**Data to examine**
PR #1322, opened 2026-08-21
[seekdb][DDL] Fix crash on ALTER TABLE ADD for generated timestamp column

hnwyllmm:
## Task Description
Fix a crash (SIGSEGV) and client error (ERROR 2013) that occurs in seekdb 1.4 when executing `ALTER TABLE ADD` to add a generated timestamp column.

## Solution Description
The regression was introduced by commit `2bf907c560fa` (remove oracle), which modified the short-circuit condition for timestamp columns. This inadvertently allowed generated columns to enter the ordinary timestamp default-value handling path, leading to the crash.

The fix skips the timestamp default-value resolution specifically for generated columns added via `ALTER TABLE`. This preserves the generated expression as the original default value while maintaining correct behavior for ordinary timestamp columns.

## Passed Regressions
- Built seekdb from the issue branch and executed the following test:
  ```sql
  CREATE TABLE t1 (c1 varchar(100), c2 timestamp AS (c1));
  ALTER TABLE t1 ADD COLUMN c3 timestamp AS (c1);
  ```
- Verified via `DESC` and `SHOW CREATE TABLE` that `c3` is correctly defined as a `timestamp VIRTUAL GENERATED` column.
- Confirmed the observer process remained reachable after the operation.
- A regression test for adding a normal timestamp column via `ALTER TABLE ADD` also passed.

## Upgrade Compatibility
No compatibility impact. The change only restores the correct handling for generated columns and does not alter the default value behavior of ordinary timestamp columns.

## Other Information
- The MR contains one focused commit.
- An untracked local file named `2` is unrelated and has been excluded from the changes.
- Related internal link: DIMA-2026082000118399861

## Release Note
Fixed a crash that could occur when using `ALTER TABLE ADD` to add a generated timestamp column.

### DIFF
--- a/src/rootserver/ob_ddl_service.cpp
+++ b/src/rootserver/ob_ddl_service.cpp
@@ -7110,6 +7110,8 @@ int ObDDLService::resolve_timestamp_column(AlterColumnSchema *alter_column_schem
     ret = OB_ERR_UNEXPECTED;
     LOG_WARN("alter_column_schema is NULL", K(ret));
   } else if (ObTimestampType != new_column_schema.get_data_type()
+      || (OB_DDL_ADD_COLUMN == alter_column_schema->alter_type_
+          && new_column_schema.is_generated_column())
       || new_column_schema.is_generated_column()
       == alter_column_schema->check_timestamp_column_order_) {
     //nothing to do


hnwyllmm:
The mapping Dima issue is [seekdb 1.4: ALTER TABLE ADD generated column (timestamp expression) causes observer SIGSEGV crash (regression from 1.3 to 1.4)]

footka (approved):

PR #1332, opened 2026-08-27
fix pkg

ep-12221:
## Release Note


ep-12221:
The mapping Dima issue is fixed in the package.

footka (approved):

PR #1334, opened 2026-08-27
Fix Windows start problem

ep-12221:
## Release Note


ep-12221:
The mapping Dima issue is about [windows startup failure]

**How to complete this task**
Write the listing out again in its entirety, exactly.

**Solution to the exercise**
PR #1322, opened 2026-08-21
[seekdb][DDL] Fix crash on ALTER TABLE ADD for generated timestamp column

hnwyllmm:
## Task Description
Fix a crash (SIGSEGV) and client error (ERROR 2013) that occurs in seekdb 1.4 when executing `ALTER TABLE ADD` to add a generated timestamp column.

## Solution Description
The regression was introduced by commit `2bf907c560fa` (remove oracle), which modified the short-circuit condition for timestamp columns. This inadvertently allowed generated columns to enter the ordinary timestamp default-value handling path, leading to the crash.

The fix skips the timestamp default-value resolution specifically for generated columns added via `ALTER TABLE`. This preserves the generated expression as the original default value while maintaining correct behavior for ordinary timestamp columns.

## Passed Regressions
- Built seekdb from the issue branch and executed the following test:
  ```sql
  CREATE TABLE t1 (c1 varchar(100), c2 timestamp AS (c1));
  ALTER TABLE t1 ADD COLUMN c3 timestamp AS (c1);
  ```
- Verified via `DESC` and `SHOW CREATE TABLE` that `c3` is correctly defined as a `timestamp VIRTUAL GENERATED` column.
- Confirmed the observer process remained reachable after the operation.
- A regression test for adding a normal timestamp column via `ALTER TABLE ADD` also passed.

## Upgrade Compatibility
No compatibility impact. The change only restores the correct handling for generated columns and does not alter the default value behavior of ordinary timestamp columns.

## Other Information
- The MR contains one focused commit.
- An untracked local file named `2` is unrelated and has been excluded from the changes.
- Related internal link: DIMA-2026082000118399861

## Release Note
Fixed a crash that could occur when using `ALTER TABLE ADD` to add a generated timestamp column.

### DIFF
--- a/src/rootserver/ob_ddl_service.cpp
+++ b/src/rootserver/ob_ddl_service.cpp
@@ -7110,6 +7110,8 @@ int ObDDLService::resolve_timestamp_column(AlterColumnSchema *alter_column_schem
     ret = OB_ERR_UNEXPECTED;
     LOG_WARN("alter_column_schema is NULL", K(ret));
   } else if (ObTimestampType != new_column_schema.get_data_type()
+      || (OB_DDL_ADD_COLUMN == alter_column_schema->alter_type_
+          && new_column_schema.is_generated_column())
       || new_column_schema.is_generated_column()
       == alter_column_schema->check_timestamp_column_order_) {
     //nothing to do


hnwyllmm:
The mapping Dima issue is [seekdb 1.4: ALTER TABLE ADD generated column (timestamp expression) causes observer SIGSEGV crash (regression from 1.3 to 1.4)]

footka (approved):

PR #1332, opened 2026-08-27
fix pkg

ep-12221:
## Release Note


ep-12221:
The mapping Dima issue is fixed in the package.

footka (approved):

PR #1334, opened 2026-08-27
Fix Windows start problem

ep-12221:
## Release Note


ep-12221:
The mapping Dima issue is about [windows startup failure]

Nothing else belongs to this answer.